- Goal of the exercise
Would you repeat exactly the part of the listing below that runs from the line containing "fix(fault-proof): correct resolve()" down to the line containing "- [ ] N/A (comment-only change)", inclusive, and nothing else?

- Supplied information

PR #871, opened 2026-04-12
fix(fault-proof): correct resolve() invariant comment

cuiweixie:
## Summary
Corrects the `resolve()` INVARIANT comment in `OPSuccinctFaultDisputeGame`: it previously said resolution cannot occur *unless* the game was already resolved, which contradicts the check (`status != IN_PROGRESS` → revert when not in progress). The intended meaning is that resolution cannot occur *if* the game has already been resolved.

## Test plan
- [ ] N/A (comment-only change)


fakedev9999:
Thanks for the fix! Cherry-picked as #881 (with you as co-author) so CI can run under our auth. Closing in favor of that PR.

PR #882, opened 2026-04-16
feat: configurable L1 block selection for proposer

fakedev9999:
## Summary

Adds `L1_BLOCK_TAG` (`finalized` | `safe` | `latest`) and `L1_CONFIRMATIONS` env vars so operators can choose which L1 block the proposer anchors proof generation against, instead of being hardcoded to `finalized` (~13 min).

Default is `finalized` / `0`, preserving byte-identical behavior across all DA backends.

Motivation: Polygon/Agglayer requested non-default selection to enable faster bridging. The new config is generic and aligns with EF's [Fast Confirmation Rule](https://fastconfirm.it/), which reuses the `safe` tag — once FCR ships in consensus clients, `safe` automatically tightens from ~6.4 min to ~13 sec without further code changes.

## Architecture

- `L1BlockSelectionConfig` is owned by `OPSuccinctDataFetcher` (single source of truth). Parsed via:
  - `from_env()` at proposer entry points → clean startup error on invalid values
  - `from_env_or_default()` inside library constructors → panic with env var context for utility scripts
- ETH/EigenDA hosts use a default/non-default match arm so the default path keeps the original `BlockId::finalized()` call sites byte-for-byte. Non-default resolves the max provable L2 block via `optimism_safeHeadAtL1Block(resolved_l1_number)`.
- Celestia is Blobstream-driven and does not honor the knob; rejected at startup via `OPSuccinctHost::supports_non_default_l1_selection`.
- Shared `enforce_l1_selection_supported` helper invoked uniformly by proposer binaries and operator-facing utility scripts.

## Safety

- **ETH/EigenDA**: non-default requires SafeDB on op-node (proposer hard-fails at startup otherwise). `SAFE_DB_FALLBACK` does not apply to the non-default L1 → L2 resolution path.
- **Celestia**: non-default rejected at startup across production proposer binaries and covered operator-facing utility scripts.
- `get_rolling_block_range`: now returns explicit error on `range > end` (was raw subtraction → underflow).
- Search-hint subtractions in `block_range` use `saturating_sub`.
- `split_range_based_on_safe_heads` takes `&OPSuccinctDataFetcher` to avoid bypassing the configured fetcher with fresh `default()` instances.

## Entrypoints covered (Celestia rejection enforced)

| Entrypoint | Type |
|---|---|
| `validity/bin/validity.rs` | Production proposer |
| `fault-proof/bin/proposer.rs` | Production proposer |
| `scripts/prove/bin/multi.rs` | Utility (local proving) |
| `scripts/utils/bin/cost_estimator.rs` | Utility (cost estimation) |
| `scripts/utils/bin/fetch_l2oo_config.rs` | Utility (setup) |
| `scripts/utils/bin/fetch_fault_dispute_game_config.rs` | Utility (setup) |
| `scripts/utils/bin/gen_sp1_test_artifacts.rs` | Utility |
| `scripts/utils/bin/preflight.rs` | Utility |

Test harnesses (`scripts/prove/tests/*`) and internal tools that construct fetcher/host directly are intentionally out of scope.

## Tests

16 new unit tests in `op-succinct-host-utils`:
- Config parsing & env validation (default, parse, case-insensitive, invalid tag, non-numeric confirmations)
- Panic message includes env var name + offending value
- `rolling_range_subtraction_is_checked` (underflow guard)
- `reference_subtraction_saturates_below_two_hours` (search-hint guard)
- `split_range_basic` invariants (3 cases)
- `to_block_id_matches_tag`

## Test plan

- [ ] `cargo check --workspace --all-targets` — pass locally
- [ ] `cargo clippy --workspace --all-targets -- -D warnings` — pass locally
- [ ] `cargo test --workspace --lib` — all green locally (16 new + pre-existing)
- [ ] CI pipeline
- [ ] Smoke test against an ETH-DA proposer with default config (byte-identical behavior)
- [ ] Smoke test against an ETH-DA proposer with `L1_BLOCK_TAG=safe`
- [ ] Verify Celestia build hard-fails at startup with non-default selection


fakedev9999:
Reopening from upstream branch (#883) so CI gets repo secrets (`L1_RPC`, `L2_RPC`, etc.). Fork PRs don't inherit those, which caused `tests` and `cost-estimator` to fail.

PR #883, opened 2026-04-16
feat: configurable L1 block selection for proposer

fakedev9999:
This PR makes the proposer’s L1 anchor configurable via `L1_BLOCK_TAG` (`finalized` / `safe` / `latest`) and `L1_CONFIRMATIONS`.

Default remains `finalized` / `0`, so the default proving path keeps historical behavior.

The motivation is faster bridging: operators can opt into a less conservative L1 anchor when they want lower latency, while keeping the current finalized-based behavior as the default.

A few important semantics:

- On Ethereum/EigenDA, non-default selection uses `optimism_safeHeadAtL1Block(...)` to derive the max provable L2 block, so SafeDB is required.
- On Celestia, non-default selection is rejected on covered entrypoints, since the proving path is Blobstream-driven and the knob would otherwise be a silent no-op.
- The bootstrap config scripts no longer inherit non-default proposer selection when deriving their default `STARTING_*_BLOCK_NUMBER`; their default path stays rooted at literal L2 finalized unless explicitly overridden.

As part of this cleanup, `get_finalized_l2_block_number` was renamed to `get_max_provable_l2_block_number`, and metrics now distinguish literal finalized L2 from max provable L2 instead of overloading one metric with both meanings.

Validated with targeted local fmt/check/test runs plus the PR CI suite.


validity/bin/validity.rs
Farhad-Shabani, line 1: ([validity/src/proposer.rs:1715](https://github.com/succinctlabs/op-succinct/blob/3fd76b8a68fea6e506e1e5d92e81c1eb64992f87/validity/src/proposer.rs#L1715)) L2FinalizedBlock reads BlockId::finalized() directly, so under non-default it diverges from the actual proof anchor. Should relabel or add a separate gauge?

utils/host/src/block_range.rs
Farhad-Shabani: Should be updated. No longer true under non-default.

utils/host/src/block_range.rs
```diff
@@ -178,3 +192,80 @@ pub async fn split_range_based_on_safe_heads(
 
     Ok(ranges)
 }
+
+#[cfg(test)]
+mod tests {
```
Farhad-Shabani, line 200: Should we drop `rolling_range_subtraction_is_checked` and `reference_subtraction_saturates_below_two_hours`? they're asserting against `u64::checked_sub` / `saturating_sub `directly, so they're really testing stdlib.

utils/celestia/host/src/host.rs
Farhad-Shabani: should we rename `get_finalized_l2_block_number`? something like `get_max_provable_l2_block` ?
Cause under non-default it returns the L2 head at the configured L1 tag.

Farhad-Shabani, line 71: Same comment: https://github.com/succinctlabs/op-succinct/pull/883/changes#r3175537843

scripts/utils/bin/fetch_fault_dispute_game_config.rs
Farhad-Shabani: Note that under e.g. `L1_BLOCK_TAG=safe` this Err branch dispute game's `STARTING_L2_BLOCK_NUMBER` ends up rooted at a less-final anchor than under default.
Basically the starting L2 block here is bootstrap config, thus conflating the two means an operator who turns on safe for proposer latency also shifts their dispute-game bootstrap to a reorg-prone anchor, probably without realizing it. Probably fine though?

Same applies to `scripts/utils/bin/fetch_l2oo_config.rs`

Farhad-Shabani (changes requested):
Nice addition, thanks! 
Asked for a few small touches, but otherwise looks great.

validity/bin/validity.rs
fakedev9999: Done. Added `succinct_l2_max_provable_block` and kept `succinct_l2_finalized_block` literal. Did the same split on the fault-proof side for consistency.

utils/host/src/block_range.rs
fakedev9999: Updated to say host-resolved max provable, not finalized.

utils/host/src/block_range.rs
fakedev9999: Dropped both. Agreed they were just testing stdlib behavior.

utils/celestia/host/src/host.rs
fakedev9999: Renamed to `get_max_provable_l2_block_number` across trait, impls, call sites, and docs.

scripts/utils/bin/fetch_fault_dispute_game_config.rs
fakedev9999: Fixed in both scripts. The default bootstrap path now forces `L1BlockSelectionConfig::default()`, so `STARTING_*_BLOCK_NUMBER` stays rooted at literal L2 finalized unless explicitly overridden.

Farhad-Shabani (approved):
Great job! Thanks for addressing the comments!

PR #917, opened 2026-05-26
fix: remove yanked core2 dependency and refresh Celestia ELF

fakedev9999:
## Summary
- Removes the yanked `core2` crate from the proof dependency path by bumping `cid`/`multihash` where possible and vendoring a patched `multihash 0.16.3` using `no_std_io2` for the `ethereum-consensus` path.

- Task result
fix(fault-proof): correct resolve() invariant comment

cuiweixie:
## Summary
Corrects the `resolve()` INVARIANT comment in `OPSuccinctFaultDisputeGame`: it previously said resolution cannot occur *unless* the game was already resolved, which contradicts the check (`status != IN_PROGRESS` → revert when not in progress). The intended meaning is that resolution cannot occur *if* the game has already been resolved.

## Test plan
- [ ] N/A (comment-only change)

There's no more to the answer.